И соседи снизу, в Москве, постоянно стучали в потолок, когда Люда ходила по дому на каблуках.
– Ты… Который час? – зевнул Костя. – Почему обувь не снимаешь в прихожей, послушай, ничего же от паркета не останется, если ты его своими железными набойками колотить все время будешь…
Он ворчал, а сам думал с испугом, с облегчением: «Уф, хорошо, что я сегодня не у Мари… Хотя, наверное, если бы я все-таки у Мари остался, можно было соврать потом, что я ночую на заводе. Но что толку, Люда, не найдя меня дома, помчалась бы на завод – а где еще меня искать? И там бы меня не нашла. А что потом? Врать, что в столь ранний час ходил на речку, купаться? Сухой и чистый вернулся? Или сказал бы, что вода холодная была, не решился нырнуть? Ну бред, бред, Люда знает, что я не любитель плавания, не любитель ранних вставаний. Да, хорошо, что обошлось без вранья, а то бы она меня точно подловила бы… Оберштурмбаннфюрер, а не жена!»
– Душно как у тебя, – раздраженно произнесла Люда и решительно, настежь, распахнула окна, выходившие на улицу. Она все делала решительно и резко, выламывая порой ручки, задвижки, шпингалеты… И эту ее манеру Костя считал такой неженственной, грубой!
– Не ломай окон, где я еще тут нормального мастера найду, их чинить… – буркнул он.
– Я ломаю? – огрызнулась Люда. – Я пока еще ничего тут не сломала.
Она упала в кресло, обмахнулась журналом, лежавшим тут же, на столе.
Полная, в ярко-алом, облегающем платье, с вырезом почти до пояса, с иссиня-черными кудрями, с накачанными силиконом губами – жена показалась ему воплощением вульгарности и пошлости.
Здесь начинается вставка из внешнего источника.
PR #1079, opened 2022-02-17
Off by one in getAverageSegmentDuration

stephanie-eng:
### Description

Corrects an off-by-one error in getAverageSegmentDuration

If we have **n** waypoints, we have **n - 1** timesteps

Assume a trivial case of durations = [1, 2, 3] with a timestamp of 1 and a size of 3

getDuration returns:
3 - 1 = 2

The current return is:
2 / 3 = 0.67

The expected return should be: 
2 / (3 - 1)  = 1

### Checklist

### DIFF
--- a/moveit_core/robot_trajectory/src/robot_trajectory.cpp
+++ b/moveit_core/robot_trajectory/src/robot_trajectory.cpp
@@ -102,7 +102,7 @@ double RobotTrajectory::getAverageSegmentDuration() const
   {
     if (duration_from_previous_.size() <= 1)
     {
-      RCLCPP_WARN(rclcpp::get_logger("RobotTrajectory"), "Too few waypoints to calculate a duration. Returning 0.");
+      RCLCPP_WARN(rclcpp::get_logger("RobotTrajectory"), "First and only waypoint has a duration of 0.");
       return 0.0;
     }
     else
--- a/moveit_core/robot_trajectory/src/robot_trajectory.cpp
+++ b/moveit_core/robot_trajectory/src/robot_trajectory.cpp
@@ -94,7 +94,7 @@ double RobotTrajectory::getAverageSegmentDuration() const
   if (duration_from_previous_.empty())
     return 0.0;
   else
-    return getDuration() / static_cast<double>(duration_from_previous_.size());
+    return getDuration() / static_cast<double>(duration_from_previous_.size() - 1);
 }
 
 void RobotTrajectory::swap(RobotTrajectory& other)
--- a/moveit_core/robot_trajectory/src/robot_trajectory.cpp
+++ b/moveit_core/robot_trajectory/src/robot_trajectory.cpp
@@ -91,6 +91,12 @@ double RobotTrajectory::getDuration() const
 
 double RobotTrajectory::getAverageSegmentDuration() const
 {
+  if (duration_from_previous_.empty())
+  {
+    RCLCPP_WARN(rclcpp::get_logger("RobotTrajectory"), "Too few waypoints to calculate a duration. Returning 0.");
+    return 0.0;
+  }
+
   // If the initial segment has a duration of 0, exclude it from the average calculation
   if (duration_from_previous_[0] == 0)
   {
--- a/moveit_core/robot_trajectory/src/robot_trajectory.cpp
+++ b/moveit_core/robot_trajectory/src/robot_trajectory.cpp
@@ -91,13 +91,19 @@ double RobotTrajectory::getDuration() const
 
 double RobotTrajectory::getAverageSegmentDuration() const
 {
-  if (duration_from_previous_.size() <= 1)
+  // If the initial segment has a duration of 0, exclude it from the average calculation
+  if (duration_from_previous_[0] == 0)
   {
-    RCLCPP_WARN(rclcpp::get_logger("RobotTrajectory"), "Too few waypoints to calculate a duration. Returning 0.");
-    return 0.0;
+    if (duration_from_previous_.size() <= 1)
+    {
+      RCLCPP_WARN(rclcpp::get_logger("RobotTrajectory"), "Too few waypoints to calculate a duration. Returning 0.");
+      return 0.0;
+    }
+    else
+      return getDuration() / static_cast<double>(duration_from_previous_.size() - 1);
   }
   else
-    return getDuration() / static_cast<double>(duration_from_previous_.size() - 1);
+    return getDuration() / static_cast<double>(duration_from_previous_.size());
 }
 
 void RobotTrajectory::swap(RobotTrajectory& other)
--- a/moveit_core/robot_trajectory/src/robot_trajectory.cpp
+++ b/moveit_core/robot_trajectory/src/robot_trajectory.cpp
@@ -93,6 +93,7 @@ double RobotTrajectory::getAverageSegmentDuration() const
 {
   if (duration_from_previous_.size() <= 1)
   {
+    RCLCPP_WARN(rclcpp::get_logger("RobotTrajectory"), "Too few waypoints to calculate a duration. Returning 0.");
     return 0.0;
   }
   else
--- a/moveit_core/robot_trajectory/src/robot_trajectory.cpp
+++ b/moveit_core/robot_trajectory/src/robot_trajectory.cpp
@@ -91,8 +91,10 @@ double RobotTrajectory::getDuration() const
 
 double RobotTrajectory::getAverageSegmentDuration() const
 {
-  if (duration_from_previous_.empty())
+  if (duration_from_previous_.size() <= 1)
+  {
     return 0.0;
+  }
   else
     return getDuration() / static_cast<double>(duration_from_previous_.size() - 1);
 }


moveit_core/robot_trajectory/src/robot_trajectory.cpp
```diff
@@ -94,7 +94,7 @@ double RobotTrajectory::getAverageSegmentDuration() const
   if (duration_from_previous_.empty())
     return 0.0;
   else
-    return getDuration() / static_cast<double>(duration_from_previous_.size());
+    return getDuration() / static_cast<double>(duration_from_previous_.size() - 1);
```
AndyZe, line 97: Good catch!

What if there is only one waypoint? Will add a suggestion to catch that.

moveit_core/robot_trajectory/src/robot_trajectory.cpp
```diff
@@ -94,7 +94,7 @@ double RobotTrajectory::getAverageSegmentDuration() const
   if (duration_from_previous_.empty())
     return 0.0;
```
AndyZe, line 95:
```suggestion
  if (duration_from_previous_.size() <= 1)
  {
    return 0.0;
  }
```

AndyZe: It's too bad we can't print a warning here, but it looks like there is no Node available. I don't want to break the API just for a warning.

AndyZe (approved):

moveit_core/robot_trajectory/src/robot_trajectory.cpp
```diff
@@ -91,10 +91,12 @@ double RobotTrajectory::getDuration() const
 
 double RobotTrajectory::getAverageSegmentDuration() const
 {
-  if (duration_from_previous_.empty())
+  if (duration_from_previous_.size() <= 1)
+  {
```
AndyZe, line 95: Sorry, but I just found this option for logging with no Node:  https://answers.ros.org/question/355985/global-logger-for-logging-without-a-node/?answer=355986#post-id-355986

```suggestion
  {
    RCLCPP_WARN(rclcpp::get_logger("my_logger"), "Too few waypoints to calculate a duration. Returning 0.");
```

v4hn (commented):
I'm sorry, I do not understand your explanation for the claimed error @stephanie-eng and stared at it longer than I would admit. :)

> If we have n waypoints, we have n - 1 timesteps

Unless I'm horribly misreading something here this is wrong. Each waypoint of course has a *timestamp*. But even if you mean duration_from_previous when you write "timesteps", this is not what `RobotTrajectory` does. The class keeps one duration_from_previous value per waypoint - unless these values are not set at all.

> Assume a trivial case of durations = [1, 2, 3] with a timestamp of 1 and a size of 3

I assume you mean 3 waypoints with *time_from_start* 1, 2, and 3, respectively.
Thus the `duration_from_previous_` list is [1,1,1] for this case.

> getDuration returns:
> 3 - 1 = 2

This is not what `getDuration()` computes, right?  It just accumulates the `duration_from_previous_` list, so you will get 3.

> The expected return should be:
> 2 / (3 - 1) = 1

I would expect 3 / 3 = 1, which should be the case with the current code.

This is a matter of definition, but as @AndyZe agrees with you, we might want to state this explicitly somewhere or redefine it (consistently across the class): A `RobotTrajectory` always represents the trajectory from the time point hinted by the duration_from_previous value of the first waypoint and thus might start *before* the first waypoint.
This is most visible in that a single waypoint with a duration_from_previous value set to non-zero is a well-defined trajectory.
Sending such a trajectory to a controller will generate the path of that trajectory only at runtime, when the real state of the system is known upon receiving the trajectory.
That definition is somewhat ugly for MoveIt, but it's how ros_control acts upon receiving such a trajectory and why would you even have a duration_from_previous value that is non-zero in the first waypoint if you don't want that behavior?

AndyZe:
@v4hn I think you're right, we didn't consider that a nonzero `duration_from_previous` might actually make sense at the first waypoint.

However, it was also confusing from our perspective that we had 21 waypoints, all of them having a `duration_from_previous` of 0.02 seconds (except the first waypoint had a `duration_from_previous` of 0). It was intuitive in our case that the average segment duration should have been 0.02.

Well, I guess it will be confusing either way so perhaps we should not merge it and leave things as they are.

v4hn:
> it was also confusing from our perspective that we had 21 waypoints, all of them having a `duration_from_previous` of 0.02 seconds (except the first waypoint had a `duration_from_previous` of 0). It was intuitive in our case that the average segment duration should have been 0.02.

I see where you are coming from. You might actually claim that an initial segment with a duration_from_previous of 0.0 does not actually exist and thus should not affect the average.  Would it be appropriate for you to add such a special case here (with an inline comment explaining the reasoning)?

moveit_core/robot_trajectory/src/robot_trajectory.cpp
```diff
@@ -91,8 +91,17 @@ double RobotTrajectory::getDuration() const
 
 double RobotTrajectory::getAverageSegmentDuration() const
 {
-  if (duration_from_previous_.empty())
-    return 0.0;
+  // If the initial segment has a timstep of 0, exclude it grom teh average calculation
```
AndyZe, line 94:
```suggestion
  // If the initial segment has a duration of 0, exclude it from the average calculation
```

moveit_core/robot_trajectory/src/robot_trajectory.cpp
```diff
@@ -91,8 +91,17 @@ double RobotTrajectory::getDuration() const
...
+  if (duration_from_previous_[0] == 0)
+  {
+    if (duration_from_previous_.size() <= 1)
+    {
+      RCLCPP_WARN(rclcpp::get_logger("RobotTrajectory"), "Too few waypoints to calculate a duration. Returning 0.");
+      return 0.0;
+    }
```
AndyZe, line 101: I think this error checking should be moved outside of `if (duration_from_previous_[0] == 0)` since it applies to either case

stephanie-eng: I was thinking about this: if you have one waypoint with a non-zero `duration_from_previous`, wouldn't moving this check return zero rather than the value?

AndyZe: OK, good point. Well, I think the `else` case here needs a bit of error checking too like it originally had. Will make a suggestion.

moveit_core/robot_trajectory/src/robot_trajectory.cpp
```diff
@@ -91,8 +91,17 @@ double RobotTrajectory::getDuration() const
 
 double RobotTrajectory::getAverageSegmentDuration() const
 {
-  if (duration_from_previous_.empty())
-    return 0.0;
```
AndyZe, line 95: How about restoring these two lines as an initial error check?

```
if (duration_from_previous_.empty())
{
  RCLCPP_WARN(rclcpp::get_logger("RobotTrajectory"), "Too few waypoints to calculate a duration. Returning 0.");
  return 0.0;
}
```

AndyZe (approved):

moveit_core/robot_trajectory/src/robot_trajectory.cpp
```diff
@@ -92,7 +92,22 @@ double RobotTrajectory::getDuration() const
 double RobotTrajectory::getAverageSegmentDuration() const
 {
   if (duration_from_previous_.empty())
```
v4hn, line 94:
```suggestion
  if (duration_from_previous_.empty() || (duration_from_previous_.size() == 1 && !has_initial_segment))
```

moveit_core/robot_trajectory/src/robot_trajectory.cpp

Многие из их окружения считали Люду очень эффектной женщиной, другие… другие молчали, ибо связываться с громкоголосой, не лезущей в карман за словом особой – себе дороже. Ничьих замечаний и советов Люда не принимала. Даже мужниных. «Может, правда, развестись с ней? – уныло подумал Костя. – Но это тогда точно придется имущества лишиться!»